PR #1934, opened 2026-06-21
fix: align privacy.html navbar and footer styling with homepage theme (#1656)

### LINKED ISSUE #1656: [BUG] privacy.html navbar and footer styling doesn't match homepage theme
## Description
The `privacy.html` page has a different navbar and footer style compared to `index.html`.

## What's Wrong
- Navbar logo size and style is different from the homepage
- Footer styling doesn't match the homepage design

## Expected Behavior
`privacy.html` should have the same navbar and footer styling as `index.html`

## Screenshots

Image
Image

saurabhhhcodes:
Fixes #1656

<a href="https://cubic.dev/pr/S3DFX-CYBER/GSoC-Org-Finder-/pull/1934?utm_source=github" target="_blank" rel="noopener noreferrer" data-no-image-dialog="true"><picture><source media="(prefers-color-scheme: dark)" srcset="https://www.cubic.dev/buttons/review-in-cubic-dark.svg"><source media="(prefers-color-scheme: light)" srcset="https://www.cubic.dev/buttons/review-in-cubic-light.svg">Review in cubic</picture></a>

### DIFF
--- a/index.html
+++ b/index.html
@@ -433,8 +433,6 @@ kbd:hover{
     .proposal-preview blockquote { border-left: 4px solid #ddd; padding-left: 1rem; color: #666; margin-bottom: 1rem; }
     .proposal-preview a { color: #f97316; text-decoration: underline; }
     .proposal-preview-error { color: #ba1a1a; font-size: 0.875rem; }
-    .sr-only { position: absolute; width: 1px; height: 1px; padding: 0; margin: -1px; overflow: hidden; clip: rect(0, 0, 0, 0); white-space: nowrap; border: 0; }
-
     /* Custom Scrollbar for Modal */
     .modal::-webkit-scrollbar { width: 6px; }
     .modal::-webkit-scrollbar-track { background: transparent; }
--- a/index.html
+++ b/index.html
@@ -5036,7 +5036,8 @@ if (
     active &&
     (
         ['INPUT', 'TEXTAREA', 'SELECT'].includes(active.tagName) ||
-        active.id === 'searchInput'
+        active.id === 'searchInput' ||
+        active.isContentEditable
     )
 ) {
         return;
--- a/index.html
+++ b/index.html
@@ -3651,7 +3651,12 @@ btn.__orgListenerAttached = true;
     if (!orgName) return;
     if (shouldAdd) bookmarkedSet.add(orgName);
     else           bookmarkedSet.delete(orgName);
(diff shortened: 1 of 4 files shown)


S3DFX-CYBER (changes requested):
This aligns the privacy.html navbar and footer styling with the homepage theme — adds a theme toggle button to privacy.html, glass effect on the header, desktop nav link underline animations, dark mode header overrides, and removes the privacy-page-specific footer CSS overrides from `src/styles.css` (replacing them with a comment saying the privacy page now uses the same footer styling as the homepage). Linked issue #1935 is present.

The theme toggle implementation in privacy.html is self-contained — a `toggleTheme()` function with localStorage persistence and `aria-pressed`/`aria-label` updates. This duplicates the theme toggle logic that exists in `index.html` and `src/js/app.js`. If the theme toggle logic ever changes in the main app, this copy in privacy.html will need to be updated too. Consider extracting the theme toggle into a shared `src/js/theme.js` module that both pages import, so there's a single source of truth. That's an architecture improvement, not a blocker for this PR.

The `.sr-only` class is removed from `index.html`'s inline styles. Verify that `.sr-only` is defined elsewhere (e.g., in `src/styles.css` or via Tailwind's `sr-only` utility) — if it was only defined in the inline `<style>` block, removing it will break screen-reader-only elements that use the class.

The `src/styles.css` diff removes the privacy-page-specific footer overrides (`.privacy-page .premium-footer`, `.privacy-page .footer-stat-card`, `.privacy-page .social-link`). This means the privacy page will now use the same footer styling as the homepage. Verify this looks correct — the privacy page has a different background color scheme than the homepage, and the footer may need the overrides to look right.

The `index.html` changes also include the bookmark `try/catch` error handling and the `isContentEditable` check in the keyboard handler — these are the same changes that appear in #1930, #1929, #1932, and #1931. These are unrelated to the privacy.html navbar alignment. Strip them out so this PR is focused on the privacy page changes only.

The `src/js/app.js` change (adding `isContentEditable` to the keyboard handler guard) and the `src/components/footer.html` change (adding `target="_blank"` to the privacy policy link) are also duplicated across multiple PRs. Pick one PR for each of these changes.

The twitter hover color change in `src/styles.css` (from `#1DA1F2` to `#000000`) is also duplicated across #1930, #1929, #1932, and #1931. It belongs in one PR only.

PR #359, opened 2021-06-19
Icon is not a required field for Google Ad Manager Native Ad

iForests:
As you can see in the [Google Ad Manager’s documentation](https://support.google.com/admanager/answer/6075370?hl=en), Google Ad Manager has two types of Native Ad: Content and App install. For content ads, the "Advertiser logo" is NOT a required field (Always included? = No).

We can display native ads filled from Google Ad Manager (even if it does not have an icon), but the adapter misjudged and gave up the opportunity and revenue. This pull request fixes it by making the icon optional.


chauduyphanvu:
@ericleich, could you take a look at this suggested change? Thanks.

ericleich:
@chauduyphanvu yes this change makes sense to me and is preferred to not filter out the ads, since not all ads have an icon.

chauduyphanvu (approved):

• _PROBLEM TO SOLVE_
Reproduce verbatim the lines above, from the line with "Fixes #1656" through the line with "-433,8 +433,6 @@".

• _RESULT OF THIS EXERCISE_
Fixes #1656

<a href="https://cubic.dev/pr/S3DFX-CYBER/GSoC-Org-Finder-/pull/1934?utm_source=github" target="_blank" rel="noopener noreferrer" data-no-image-dialog="true"><picture><source media="(prefers-color-scheme: dark)" srcset="https://www.cubic.dev/buttons/review-in-cubic-dark.svg"><source media="(prefers-color-scheme: light)" srcset="https://www.cubic.dev/buttons/review-in-cubic-light.svg">Review in cubic</picture></a>

### DIFF
--- a/index.html
+++ b/index.html
@@ -433,8 +433,6 @@ kbd:hover{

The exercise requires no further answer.